Hello, dear friend, you can consult us at any time if you have any questions, add WeChat: daixieit

BUSS6002 Assignment 1

Semester 1, 2023

Due Date

• Due: at 12:00pm (noon) on Monday, 17 April 2023 (start of week 8).

• A late penalty of 5% per day applies if you submit your assignment late without a suc- cessful special consideration or simple extension. See the Unit Outline for more details.

• You may submit multiple times but only your last submission will be marked.

Instructions

• You must submit a Jupyter Notebook ( .ipynb) file with the following filename format, replacing STUDENTID with your own student ID: BUSS6002 A1 STUDENTID .ipynb.

• There is a limit of 1000 words for your submission (excluding code, tables, and captions).

• Do not include any more Python output than necessary and include only concise discus- sions.

• Each task must be clearly labelled with the corresponding question (and sub-question) number so that the marker can spot your solution easily.

• The submitted .ipynb file must be free of any errors, and the results must be reproducible.

• All figures must be appropriately sized (by setting figsize) and have readable axis labels and legends (where applicable).

• Use plt .show() instead of plt .savefig(‘plot .png’) to display each figure.

Rubric

This assignment is worth 20% of the unit’s marks.  The assessment is designed to test your technical ability and statistical knowledge in performing important basic tasks associated with an exploratory data analysis (or EDA) of a real-world dataset.

Assessment Item

Goal

Marks

Question 1

Overall summary of the dataset

10

Question 2

Univariate analysis

10

Question 3

Multivariate analysis

19

Jupyter Notebook

Logical and clear presentation

1

Total

 

40

Table 1: Assessment Items and Mark Allocation

Overview

The Australian federal government is building a website to provide households with a tool to determine if installing a rooftop solar panel system is right for them. On the website, users will be able to enter information about their house and the website will provide an estimate of the possible solar power generation.

The government collected a random sample of existing households with solar panels, includ- ing information about the households, solar panel installation and the associated solar power generation. The generation from the solar panels was collected from 1/1/2022 to 31/12/2022.

The data has been assembled from a multiple sources including the customer energy retailer, energy distributors and solar installers. Sampling is limited to installations with:

• a single solar panel array or multiple arrays that are oriented identically,

• rooftop installation only.

As a data-scientist-in-training, you will assist the project by completing a variety of EDA tasks.

Data Files

The following files are available on Canvas.

File

Description

SolarSurvey.csv

DataDictionary.txt

BUSS6002 A1 STUDENTID.ipynb

Data file with 3000 observations.

Data dictionary containing description of each variable A Jupyter Notebook template for getting you started

Table 2: Files Provided

Question 1 (10 Marks)

a)  (4 marks) Write some code to automatically print out the column names of the variables with missing values, as well as the number of missing observations associated with each of those variables.  The output should be sorted by the number of missing observations from most to least.

b)  (4 marks) Write some code to cross-check the data against the data dictionary and identify discrepancies.

c)  (2 marks) Briefly discuss your findings from a) and b).

Question 2 (10 Marks)

a)  (4 marks) Graphically summarise the distributions of the variables Generation and Panel Capacity, one at a time, and briefly discuss the distributional characteristics of the two variables.

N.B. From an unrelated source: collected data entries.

Issue #5908, opened 2025-02-06
EventSub tracking issue


Nerixyz:
The EventSub implementation is very basic right now, but it needs to be ready in the near future (https://discuss.dev.twitch.com/t/legacy-pubsub-deprecation-and-shutdown-timeline/58043). A few tasks that need to be done at some point (feel free to update) and I can't keep them all in my head or in the `TODO.md` file.

**twitch-eventsub-ws**
- [x] #5911
- [x] #5912
- [x] #5913
- [x] #5909
- [x] #5917
- [x] #5918
- [x] #5919

**Chatterino Integration**
- [x] #5926
- [ ] #5929
- [x] #5928
- [ ] #5927
- [x] Reconnect after network outage #6059 #6058
- [x] Use Qt's logging instead of `std::cerr` #6161

**PubSub Parity**
- [x] `moderation.chatCleared` (handled by `channel.moderate` `clear` #5981)
- [x] `moderation.messageDeleted` (handled by `channel.moderate` `(shared_chat_)delete` #5993)
- [x] `moderation.modeChanged` (handled by `channel.moderate` #5992)
- [x] `moderation.moderationStateChanged` (handled by `channel.moderate` `(un)mod` #6001)
- [x] `moderation.raidStarted` (handled by `channel.moderate` `raid` #6002)
- [x] `moderation.raidCanceled` (handled by `channel.moderate` `unraid` #6002)
- [x] `moderation.userBanned` (handled by `channel.moderate` `(shared_chat_)ban` #5985 and `(shared_chat_)timeout` #5995)
- [x] `moderation.userUnbanned` (handled by `channel.moderate` `unban` and `shared_chat_unban` #5990)
- [x] `moderation.userWarned` (handled by `channel.moderate` `warn` #5932)
- [x] `moderation.suspiciousMessageReceived` (handled by `channel.suspicious_user.message` #6007)
- [x] `moderation.suspiciousTreatmentUpdated` (handled by `channel.suspicious_user.update` #6012)
- [x] `moderation.autoModMessageCaught` (handled by `automod.message.hold` #6005 and `automod.message.update` #6010)
- ~~`moderation.autoModMessageBlocked` (handled by `automod.message.update`)~~ was superseded by autoModMessageCaught but never removed
- [x] `moderation.automodUserMessage` (handled by `channel.moderate` `{add,remove}_{permitted,blocked}_term` #6000)
[...]

PR #5992, opened 2025-02-26
feat(eventsub): implement mode changes

Nerixyz:
Towards #5908.

Implements
- followers (we didn't handle this in PubSub)
- followersoff (we didn't handle this in PubSub)
- emoteonly
- emoteonlyoff
- slow
- slowoff
- subscribers
- subscribersoff
- uniquechat
- uniquechatoff

### DIFF
--- a/src/providers/twitch/eventsub/MessageBuilder.cpp
+++ b/src/providers/twitch/eventsub/MessageBuilder.cpp
@@ -203,8 +203,12 @@ void makeModerateMessage(
     const lib::payload::channel_moderate::v2::Event &event,
     const lib::payload::channel_moderate::v2::Followers &action)
 {
-    makeModeMessage(builder, event, u"followers-only"_s, true,
-                    u"(%1 minutes)"_s.arg(action.followDurationMinutes));
+    QString duration;
+    if (action.followDurationMinutes > 0)
+    {
+        duration = u"(%1 minutes)"_s.arg(action.followDurationMinutes);
+    }
+    makeModeMessage(builder, event, u"followers-only"_s, true, duration);
 }
 void makeModerateMessage(
     EventSubMessageBuilder &builder,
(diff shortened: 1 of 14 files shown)


src/providers/twitch/eventsub/MessageBuilder.cpp
```diff
@@ -1,8 +1,40 @@
...
+    builder.emplaceSystemTextAndUpdate(u"turned"_s, text);
+    QString op = on ? u"on"_s : u"off"_s;
+    builder.emplaceSystemTextAndUpdate(op, text);
+    builder.emplaceSystemTextAndUpdate(mode, text);
+    builder.emplaceSystemTextAndUpdate(u"mode."_s, text);
+
+    if (!duration.isEmpty())
+    {
+        builder.emplaceSystemTextAndUpdate(duration, text);
+    }
```
pajlada, line 30: Followers-only mode can have a "0 minute" duration, we should omit the duration text if that's the case.

image

The `followers` object looks like this:

```json
    "followers": {
      "follow_duration_minutes": 0
    },
```

src/providers/twitch/eventsub/MessageBuilder.cpp
```diff
@@ -166,4 +198,84 @@ void makeModerateMessage(
...
+{
+    makeModeMessage(builder, event, u"r9k"_s, true);
+}
+void makeModerateMessage(
+    EventSubMessageBuilder &builder,
+    const lib::payload::channel_moderate::v2::Event &event,
+    const lib::payload::channel_moderate::v2::UniquechatOff & /*action*/)
+{
+    makeModeMessage(builder, event, u"r9k"_s, false);
+}
```
pajlada, line 279: Let's call it unique-chat - it's what the feature's new name is
```suggestion
void makeModerateMessage(
    EventSubMessageBuilder &builder,
    const lib::payload::channel_moderate::v2::Event &event,
    const lib::payload::channel_moderate::v2::Uniquechat & /*action*/)
{
    makeModeMessage(builder, event, u"unique-chat"_s, true);
}
void makeModerateMessage(
    EventSubMessageBuilder &builder,
    const lib::payload::channel_moderate::v2::Event &event,
    const lib::payload::channel_moderate::v2::UniquechatOff & /*action*/)
{
    makeModeMessage(builder, event, u"unique-chat"_s, false);
}
```

pajlada (approved):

Your discussion should also connect the distributional characteristics to the domain- specific context of these variables.

b)  (2 marks) Graphically summarise the distribution of the variable Roof Azimuth and briefly discuss the distributional characteristics of the variable. Your discussion should also con- nect the distributional characteristics to the domain-specific context.

c)  (3 marks) Given that there may be an association with Roof Azimuth and generation, transform Roof Azimuth so that equal angles either side of North are treated the same.

d)  (1 mark) Visualise your new version of Roof Azimuth.

Question 3 (19 Marks)

a)  (2 marks) Generate a visualisation of the correlation coefficient between Generation and all variables. Briefly discuss your findings from in the context of predicting Generation.

b)  (3 marks) Construct an appropriate plot to visualise the relationship between Generation and Panel Capacity. Briefly discuss your findings.

c)  (3 marks) Construct an appropriate plot to visualise the relationship between Generation and Latitude. Briefly discuss your findings.

d)  (5 marks) For each city, compile a table that shows the mean Generation for combinations of Roof Azimuth and Roof Pitch.  Bin values of Roof Azimuth into 45 ° groups.  Briefly discuss your findings.

e)  (4 marks) Pick one city, bin households based on Panel Capacity and Shading. For each bin display the mean Generation. Display the results using an appropriate visualisation. Discuss your findings.

f)  (4 marks) Pick one city, bin households based on Panel Capacity and Year.  For each bin display the mean Generation. Display the results using an appropriate visualisation. Discuss your findings.